— How to complete this task —
Given the listing below, write out exactly the lines starting with the line that has "[^1]: As we" and going on through the line that has "Let's think further.", both kept.

.....

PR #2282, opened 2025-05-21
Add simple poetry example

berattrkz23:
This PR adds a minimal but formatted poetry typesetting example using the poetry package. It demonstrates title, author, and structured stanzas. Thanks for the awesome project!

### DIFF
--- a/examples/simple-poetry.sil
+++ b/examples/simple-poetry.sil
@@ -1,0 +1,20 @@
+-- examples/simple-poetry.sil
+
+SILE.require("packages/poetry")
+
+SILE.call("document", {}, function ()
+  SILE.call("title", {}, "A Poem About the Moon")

.....

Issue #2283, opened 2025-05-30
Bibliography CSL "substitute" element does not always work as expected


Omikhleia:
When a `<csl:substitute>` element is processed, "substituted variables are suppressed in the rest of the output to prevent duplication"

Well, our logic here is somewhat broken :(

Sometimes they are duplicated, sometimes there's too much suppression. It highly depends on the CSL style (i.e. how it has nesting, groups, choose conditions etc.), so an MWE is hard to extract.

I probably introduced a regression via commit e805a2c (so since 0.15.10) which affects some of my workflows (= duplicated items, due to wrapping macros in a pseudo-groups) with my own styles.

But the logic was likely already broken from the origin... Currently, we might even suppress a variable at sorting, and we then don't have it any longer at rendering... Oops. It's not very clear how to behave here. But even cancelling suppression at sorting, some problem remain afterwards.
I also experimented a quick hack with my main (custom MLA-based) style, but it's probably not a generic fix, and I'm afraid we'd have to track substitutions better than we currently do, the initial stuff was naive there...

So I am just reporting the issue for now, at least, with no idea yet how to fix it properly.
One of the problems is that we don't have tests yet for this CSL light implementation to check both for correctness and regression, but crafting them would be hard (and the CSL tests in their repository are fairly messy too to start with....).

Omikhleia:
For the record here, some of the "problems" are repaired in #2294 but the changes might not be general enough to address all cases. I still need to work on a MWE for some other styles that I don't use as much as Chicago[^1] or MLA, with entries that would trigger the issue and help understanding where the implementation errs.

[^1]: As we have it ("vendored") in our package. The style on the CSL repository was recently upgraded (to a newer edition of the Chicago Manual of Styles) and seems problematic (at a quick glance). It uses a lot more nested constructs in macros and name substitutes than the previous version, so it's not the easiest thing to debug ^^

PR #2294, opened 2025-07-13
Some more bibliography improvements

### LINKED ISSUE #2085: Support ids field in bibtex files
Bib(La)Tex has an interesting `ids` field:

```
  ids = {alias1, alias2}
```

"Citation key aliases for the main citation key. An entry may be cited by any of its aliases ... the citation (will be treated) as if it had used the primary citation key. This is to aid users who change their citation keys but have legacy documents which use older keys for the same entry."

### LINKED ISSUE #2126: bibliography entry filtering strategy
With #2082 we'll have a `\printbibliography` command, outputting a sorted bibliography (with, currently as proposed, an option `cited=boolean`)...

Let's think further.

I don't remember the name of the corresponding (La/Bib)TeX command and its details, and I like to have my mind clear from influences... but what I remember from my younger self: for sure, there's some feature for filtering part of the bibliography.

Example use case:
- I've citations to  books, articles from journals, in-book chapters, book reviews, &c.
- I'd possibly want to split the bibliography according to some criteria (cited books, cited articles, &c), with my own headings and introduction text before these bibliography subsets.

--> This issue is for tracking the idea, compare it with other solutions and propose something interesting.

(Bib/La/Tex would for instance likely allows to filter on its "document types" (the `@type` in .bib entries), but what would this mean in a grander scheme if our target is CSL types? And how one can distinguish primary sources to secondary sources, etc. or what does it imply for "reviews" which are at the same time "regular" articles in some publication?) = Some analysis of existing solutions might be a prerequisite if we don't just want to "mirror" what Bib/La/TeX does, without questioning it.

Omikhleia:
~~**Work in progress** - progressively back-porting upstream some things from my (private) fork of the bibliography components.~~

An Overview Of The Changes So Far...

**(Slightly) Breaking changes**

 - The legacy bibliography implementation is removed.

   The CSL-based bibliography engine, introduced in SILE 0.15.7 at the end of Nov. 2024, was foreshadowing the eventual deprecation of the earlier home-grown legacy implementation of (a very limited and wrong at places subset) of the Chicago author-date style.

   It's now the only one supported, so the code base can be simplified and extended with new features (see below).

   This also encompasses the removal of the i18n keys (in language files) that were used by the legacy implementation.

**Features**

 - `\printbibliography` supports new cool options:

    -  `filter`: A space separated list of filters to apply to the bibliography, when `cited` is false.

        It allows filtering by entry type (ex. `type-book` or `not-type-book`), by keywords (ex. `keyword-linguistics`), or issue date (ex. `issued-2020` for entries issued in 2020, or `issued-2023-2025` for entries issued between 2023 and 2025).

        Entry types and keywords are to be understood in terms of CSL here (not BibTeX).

.....

— Answer box —
[^1]: As we have it ("vendored") in our package. The style on the CSL repository was recently upgraded (to a newer edition of the Chicago Manual of Styles) and seems problematic (at a quick glance). It uses a lot more nested constructs in macros and name substitutes than the previous version, so it's not the easiest thing to debug ^^

PR #2294, opened 2025-07-13
Some more bibliography improvements

### LINKED ISSUE #2085: Support ids field in bibtex files
Bib(La)Tex has an interesting `ids` field:

```
  ids = {alias1, alias2}
```

"Citation key aliases for the main citation key. An entry may be cited by any of its aliases ... the citation (will be treated) as if it had used the primary citation key. This is to aid users who change their citation keys but have legacy documents which use older keys for the same entry."

### LINKED ISSUE #2126: bibliography entry filtering strategy
With #2082 we'll have a `\printbibliography` command, outputting a sorted bibliography (with, currently as proposed, an option `cited=boolean`)...

Let's think further.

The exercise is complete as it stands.